Dermal Fillers

Dermal Fillers

Our skin loses its structural support as we age. This leads to thinning, wrinkles, and a loss of shape. Sun exposure and smoking speed up the process. The lips, chin, cheeks, eyes, and corners of the mouth are the places where aging can be most easily seen.

Soft tissue augmentation treats aging skin. It improves the skin’s appearance by “plumping” up the tissue with dermal fillers. The dermal fillers replace subcutaneous fat and other tissues that are lost with age.

For example, a dermal filler can be used to fill out sunken cheeks or to add fullness to lips.

Commonly used dermal fillers include collagen, self-donated body fat (microlipoinjection), and brand names, such as Restylane, Perlane, Juvederm, Hylaform, Sculptra, and Radiesse.

The dermal fillers used in soft tissue augmentation are delivered as a series of injections under the skin, often with a local anesthetic to minimize discomfort (especially around sensitive areas like the lips). Each treatment lasts 20–30 minutes, with careful attention to provide smooth, even insertion of the filler.

The number of treatments will depend on how your skin responds. The results last about 3 to 12 months, depending on the dermal filler used.

Recovery from soft-tissue augmentation is usually quick and uncomplicated because there are no incisions or sutures. Side effects are minimal but may include minor bruising and swelling, which resolve within a couple days.

Your doctor will recommend a dermal filler based on the location to be treated, its history of safety and efficacy, its possible use with other treatments, and your personal preferences.

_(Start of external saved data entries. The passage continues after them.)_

PR #690, opened 2022-05-22
Fix deadlock in threadpool_stl

redbaron:
Short lived libHC instances were deadlocking because of insufficient checks upon entering condvar wait.

If large number of threads created, then threads could start execution with `m_terminate` being set to true already.
Waiting for on `m_wake` condvar without prior check of `m_terminate` causes deadlock


lubeltra (approved):

brianpepin (approved):

jasonsandlin (approved):

jasonsandlin:
Thanks for tracking this down and submitting the PR!

PR #692, opened 2022-05-25
Bug 39732497: LHC needs to handle null XAsyncBlock

tculotta:


natiskan (approved):

Source/Task/AsyncLib.cpp
```diff
@@ -430,6 +430,8 @@ static HRESULT AllocStateNoCompletion(_Inout_ XAsyncBlock* asyncBlock, _Inout_ A
 
 static HRESULT AllocState(_Inout_ XAsyncBlock* asyncBlock, _In_ size_t contextSize)
 {
+    RETURN_HR_IF(E_INVALIDARG, asyncBlock == nullptr);
```
brianpepin, line 433: In the GDK code guidelines we are asked to dereference null args instead of returning an error.  The idea is the resulting crash is much easier to diagnose than weeding down where an E_INVALIDARG came from.

jasonsandlin (changes requested):
Sounds like no change needed then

This information is for general educational uses only. It may not apply to you and your specific medical needs. This information should not be used in place of a visit, call, consultation with or the advice of your physician or health care professional. Communicate promptly with your physician or other health care professional with any health-related questions or concerns.

Be sure to follow specific instructions given to you by your physician or health care professional.